How to Calculate the Complex Roots of x^5 = 10?

[mardybum9182]

Homework Statement

Given x^5=10, find the five roots and plot them on an Argand diagram.

Relevant Equations

Newton's method.

Mentor note: Member reminded that some effort must be shown.
Real root is 1.858.
Just don't know which method to use to find the 4 complex roots

 

[anuttarasammyak]

$$x^5=10$$
$$(\frac{x}{\sqrt[5]{10}})^5=z^5=1$$

So get solutions of $z^5=1$ and multiply them with $\sqrt[5]{10}$.

 

[FactChecker]

Newton's method will only find the real solutions. With complex numbers, you should consider the properties of complex numbers to get the other, complex solutions. Even for the real solution, they probably don't want you to use Newton's method, but rather just leave that solution as $10^{1/5}$.
For the complex solutions, do you know about the representation of a complex number in its polar form ($re^{i\theta}$)?
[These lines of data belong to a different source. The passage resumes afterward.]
PR #2, opened 2015-05-05
Added start-on-boot entry addition for debian and rpm based distros

iliapolo:


cloudify_agent/api/pm/initd.py
```diff
@@ -95,6 +96,11 @@ def _validate(file_path):
                          .format(self.config_path))
         self._create_config()
 
+        if self.start_on_boot:
+            self._create_start_on_boot_entry()
+            self.runner.sudo('sudo update-rc.d {0} defaults'
```
nir0s: sudo-ing twice...

cloudify_agent/api/pm/initd.py
```diff
@@ -280,6 +286,27 @@ def _create_config(self):
...
+                # rpm based distribution, run chkconfig
+                self.runner.sudo('/sbin/chkconfig --add {0}'
+                                 .format(self.name))
+                self.runner.sudo('/sbin/chkconfig {0} on'
+                                 .format(self.name))
+            else:
+                raise errors.DaemonConfigurationError(
+                    "Cannot create a start-on-boot entry. Unknown "
+                    "distribution base. Supported distributions bases are "
+                    "debian and RPM"
```
nir0s: should be debian and rhel

cloudify_agent/api/pm/initd.py
```diff
@@ -280,6 +286,27 @@ def _create_config(self):
         self.runner.sudo('cp {0} {1}'.format(rendered, self.config_path))
         self.runner.sudo('rm {0}'.format(rendered))
 
+    def _create_start_on_boot_entry(self):
+
+        response = self.runner.run('which dpkg', exit_on_failure=False)
+        if response.code == 0:
+            # debian based distribution, run update-rc.d
+            self.runner.sudo('update-rc.d {0} defaults'.format(self.name))
+        else:
```
nir0s: This is kind of not scalable if we decide to add more distros:
Should it be more like:

```python
if self.runner.run('which dpkg', exit_on_failure=False) == 0:
    self.runner.sudo(...)
    return
elif self.runner.run('which rpm', exit_on_failure=False) == 0:
   self.runner.sudo(...)
   return
else:
   raise ...
```

?

cloudify_agent/api/pm/initd.py
iliapolo: why? aren't there other distros that use RPM that are not RHEL where this can work on? openSuse, fedora...

cloudify_agent/api/pm/initd.py
iliapolo: yeah this looks better. ill fix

If so, consider 10 in its polar form: $10e^{i0} = 10e^{i2\pi}= 10e^{i4\pi}= 10e^{i6\pi}= 10e^{i8\pi}= 10e^{i10\pi}$. Now take the fifth root of the individual factors, 10 and $e^{i2n\pi}$

 

[Vanadium 50]

Just don't know which method to use to find the 4 complex roots

Do you know what an Argand diagram is?